**WHAT TO WORK ON:**
Report each line below that carries the word "return".

**DATA UNDER STUDY:**
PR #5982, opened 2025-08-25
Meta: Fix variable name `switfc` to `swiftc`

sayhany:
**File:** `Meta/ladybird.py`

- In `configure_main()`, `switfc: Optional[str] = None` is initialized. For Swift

* * *

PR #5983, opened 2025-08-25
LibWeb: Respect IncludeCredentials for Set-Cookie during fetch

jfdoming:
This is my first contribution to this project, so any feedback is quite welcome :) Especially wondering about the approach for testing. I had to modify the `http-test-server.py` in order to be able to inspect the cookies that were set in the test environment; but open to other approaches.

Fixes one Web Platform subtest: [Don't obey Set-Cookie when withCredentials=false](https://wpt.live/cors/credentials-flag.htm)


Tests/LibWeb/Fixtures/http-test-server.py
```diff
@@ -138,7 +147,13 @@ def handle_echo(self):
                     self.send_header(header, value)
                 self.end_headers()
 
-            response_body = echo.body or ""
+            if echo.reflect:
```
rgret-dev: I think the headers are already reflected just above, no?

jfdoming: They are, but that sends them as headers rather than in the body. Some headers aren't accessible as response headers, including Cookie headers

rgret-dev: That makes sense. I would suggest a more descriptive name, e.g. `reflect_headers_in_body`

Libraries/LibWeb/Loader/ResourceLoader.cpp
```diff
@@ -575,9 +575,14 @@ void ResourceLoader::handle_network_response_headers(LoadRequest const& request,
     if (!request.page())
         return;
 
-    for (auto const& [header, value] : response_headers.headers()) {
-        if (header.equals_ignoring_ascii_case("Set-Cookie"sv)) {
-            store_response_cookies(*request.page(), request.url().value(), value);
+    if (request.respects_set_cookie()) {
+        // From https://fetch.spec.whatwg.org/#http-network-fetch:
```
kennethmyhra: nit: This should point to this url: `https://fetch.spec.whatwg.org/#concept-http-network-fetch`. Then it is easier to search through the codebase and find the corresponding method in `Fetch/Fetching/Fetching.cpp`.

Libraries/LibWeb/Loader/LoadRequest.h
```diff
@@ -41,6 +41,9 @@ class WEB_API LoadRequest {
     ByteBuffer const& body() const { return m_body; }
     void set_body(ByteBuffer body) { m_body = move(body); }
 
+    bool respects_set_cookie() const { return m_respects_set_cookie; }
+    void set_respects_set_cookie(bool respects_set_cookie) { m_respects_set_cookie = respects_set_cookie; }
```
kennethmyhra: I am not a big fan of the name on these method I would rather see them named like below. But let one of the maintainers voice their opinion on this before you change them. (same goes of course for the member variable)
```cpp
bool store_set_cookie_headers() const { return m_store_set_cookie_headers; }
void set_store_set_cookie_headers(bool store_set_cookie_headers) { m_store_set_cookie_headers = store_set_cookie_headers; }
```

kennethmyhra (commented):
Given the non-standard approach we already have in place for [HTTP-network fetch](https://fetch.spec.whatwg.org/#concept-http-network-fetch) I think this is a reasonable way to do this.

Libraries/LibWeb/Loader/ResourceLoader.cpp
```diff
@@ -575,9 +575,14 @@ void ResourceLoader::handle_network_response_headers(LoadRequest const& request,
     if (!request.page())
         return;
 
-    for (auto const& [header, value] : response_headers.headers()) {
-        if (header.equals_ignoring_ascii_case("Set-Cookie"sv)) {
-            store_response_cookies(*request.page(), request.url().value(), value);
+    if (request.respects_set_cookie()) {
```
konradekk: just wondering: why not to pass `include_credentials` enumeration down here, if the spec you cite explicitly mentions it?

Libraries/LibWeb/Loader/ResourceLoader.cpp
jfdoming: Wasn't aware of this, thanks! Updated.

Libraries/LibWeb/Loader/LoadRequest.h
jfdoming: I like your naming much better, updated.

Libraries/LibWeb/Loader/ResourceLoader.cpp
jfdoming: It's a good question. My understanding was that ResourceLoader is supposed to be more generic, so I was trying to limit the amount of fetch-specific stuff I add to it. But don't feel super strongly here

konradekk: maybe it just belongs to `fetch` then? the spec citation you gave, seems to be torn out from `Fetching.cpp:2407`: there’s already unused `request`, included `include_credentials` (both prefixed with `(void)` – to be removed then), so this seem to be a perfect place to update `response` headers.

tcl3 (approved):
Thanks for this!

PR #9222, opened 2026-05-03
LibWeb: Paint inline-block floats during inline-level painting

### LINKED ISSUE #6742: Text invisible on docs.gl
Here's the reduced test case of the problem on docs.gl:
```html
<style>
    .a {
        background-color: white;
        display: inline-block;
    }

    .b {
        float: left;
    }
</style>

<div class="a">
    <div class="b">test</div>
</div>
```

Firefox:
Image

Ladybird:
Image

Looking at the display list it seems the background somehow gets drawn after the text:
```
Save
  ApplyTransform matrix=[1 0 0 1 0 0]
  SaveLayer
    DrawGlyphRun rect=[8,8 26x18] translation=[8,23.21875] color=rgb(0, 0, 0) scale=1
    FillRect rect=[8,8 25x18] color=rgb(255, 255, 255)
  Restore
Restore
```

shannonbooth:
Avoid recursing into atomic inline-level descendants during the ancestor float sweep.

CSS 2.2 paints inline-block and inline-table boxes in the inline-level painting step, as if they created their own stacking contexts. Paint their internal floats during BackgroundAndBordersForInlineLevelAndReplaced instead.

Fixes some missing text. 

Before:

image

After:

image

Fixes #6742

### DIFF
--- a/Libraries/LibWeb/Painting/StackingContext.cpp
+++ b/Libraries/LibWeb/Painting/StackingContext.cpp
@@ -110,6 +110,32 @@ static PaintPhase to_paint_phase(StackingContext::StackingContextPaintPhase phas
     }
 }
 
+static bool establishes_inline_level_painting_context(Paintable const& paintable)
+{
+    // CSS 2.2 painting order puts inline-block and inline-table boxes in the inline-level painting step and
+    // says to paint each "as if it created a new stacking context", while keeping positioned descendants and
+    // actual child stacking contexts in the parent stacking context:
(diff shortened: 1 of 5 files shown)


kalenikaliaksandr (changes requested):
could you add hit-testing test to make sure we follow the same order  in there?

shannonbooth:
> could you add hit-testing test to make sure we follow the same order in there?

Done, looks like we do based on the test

---

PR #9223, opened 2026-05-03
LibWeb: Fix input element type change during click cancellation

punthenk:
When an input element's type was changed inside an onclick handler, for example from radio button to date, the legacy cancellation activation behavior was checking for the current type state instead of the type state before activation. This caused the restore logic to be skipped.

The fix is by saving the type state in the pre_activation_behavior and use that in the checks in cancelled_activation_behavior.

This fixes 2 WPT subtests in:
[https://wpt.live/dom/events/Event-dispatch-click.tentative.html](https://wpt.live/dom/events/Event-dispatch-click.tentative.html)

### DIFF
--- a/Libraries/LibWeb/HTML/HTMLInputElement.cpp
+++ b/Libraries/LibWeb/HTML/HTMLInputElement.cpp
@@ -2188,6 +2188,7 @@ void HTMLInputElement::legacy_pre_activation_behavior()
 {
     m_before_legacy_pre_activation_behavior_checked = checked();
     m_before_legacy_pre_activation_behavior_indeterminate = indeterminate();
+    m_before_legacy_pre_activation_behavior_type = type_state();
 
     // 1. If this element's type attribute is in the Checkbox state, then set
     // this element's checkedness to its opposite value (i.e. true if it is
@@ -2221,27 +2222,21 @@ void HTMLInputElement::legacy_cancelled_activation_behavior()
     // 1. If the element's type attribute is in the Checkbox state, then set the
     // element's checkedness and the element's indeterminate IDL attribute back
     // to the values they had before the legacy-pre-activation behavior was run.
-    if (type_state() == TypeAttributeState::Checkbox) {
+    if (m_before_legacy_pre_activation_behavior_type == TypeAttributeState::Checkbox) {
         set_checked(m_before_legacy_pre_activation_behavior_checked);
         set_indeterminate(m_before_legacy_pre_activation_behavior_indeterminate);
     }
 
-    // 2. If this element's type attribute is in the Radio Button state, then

**SOLUTION TO THIS TASK:**
         return;
     ByteBuffer const& body() const { return m_body; }
+    bool respects_set_cookie() const { return m_respects_set_cookie; }
bool store_set_cookie_headers() const { return m_store_set_cookie_headers; }
         return;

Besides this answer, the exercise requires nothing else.